# Buying a 2nd hand car from Sharjah



## mungomango (Apr 30, 2012)

Hi,
I have found a car to buy that currently has Sharjah plates but I want to bring it to Dubai.
I have read about it, but can anyone tell me the exact process. Can I buy insurance at Tasjeel in Sharjah to cover it into Dubai? Do I have to then register it in Dubai at one of the RTA places here?
Thanks.


----------



## md000 (Dec 16, 2008)

Here is the process:

1) Go to the Sharjah-based RTA vehicle registration center (out near the Sharjah Airport and Emirates Road) - tell them exactly what you have done and what you want to do.
2) They will walk you through the process - first, you have to get Tasjeel/checkup; second, you will have to transfer registration from the previous owner to yourself; third, you will need to obtain export insurance (obtained within the registration place). 
3) Get insurance from your provider.
4) Go to the Dubai RTA vehicle registration center (near Mall of the Emirates) and tell them what you did.

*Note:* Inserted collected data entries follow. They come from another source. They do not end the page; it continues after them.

PR #392, opened 2023-01-31
Rm sequence

rmarabini:
Added testLog method to capture error messages from Phenix

If it is a fatal error, for example when map and model do not overlap an exception is raised and the protocol fails. (Before the protocol did not fail although no valid output was produced. ) 
If the error is not fatal the protocol continues its execution printing a warning. Usually this second case is related with format inconsistencies in the input file that the protocol try to fix using maxit.
---
We have also added to the function readFromPDBDatabase a counter. Now the function will retry the download "counter" number of times if an error occurs during the connection.


pconesa (approved):

pconesa:
@rmarabini , could you please add a single lie in CHANGES.txt summarizing this changes?

rmarabini:
@pconesa 

done
V3.0.26
   - function readFromPDBDatabase tries to download an atomic structure up to 5 times before returning  an error (before it tried only once)
   - function retry search for fatal error messages in the output and if found,  it aborts instead of trying several times.

PR #400, opened 2023-03-09
New protocol boxsize checkpoint

danielmarchan3:
Protocol to compare two particles box size


pconesa (changes requested):
Good Job Dani! protocols, conf, tests .... ;-)

You only are missing a line in changes.txt. PLease add it and all will be ok.

pconesa (approved):

PR #404, opened 2023-03-23
 Keeping original base names

fonsecareyna82:
* Keeping original base names
        - changing only those that are repeated
  * Removing python-slugify dependency


rmarabini (approved):
Seems to work ;-)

They will walk you through the process - first, they will make you do Tasjeel/checkup; second, you will register.
5) go home and enjoy

Items you need to bring:

1) former owner and/or a representative who can transfer the title from himself to you (I think you can bring documentation for this, but I'm not sure)
2) Your passport AND Emirates ID. Bring at least 2 copies of each, including of your residence visa
3) A ton of cash. Everywhere is a cash-based system. You need to pay Tasjeel a couple of times, insurance on-site, etc. 

-md000/Mike


----------



## Southak (Sep 13, 2010)

You can also buy a few days insurance in the RTA in Sharjah. I did that and it saves the hassles of searching around, at least until you've got the car. The guy who sells the car is the one who has to do all the leg work really, you should get him to go with you as he will need his plates anyway.


----------



## mungomango (Apr 30, 2012)

Thank you everyone.
Transaction completed this morning. Sharjah first, then Al Quasis, about 3 hours in total!


----------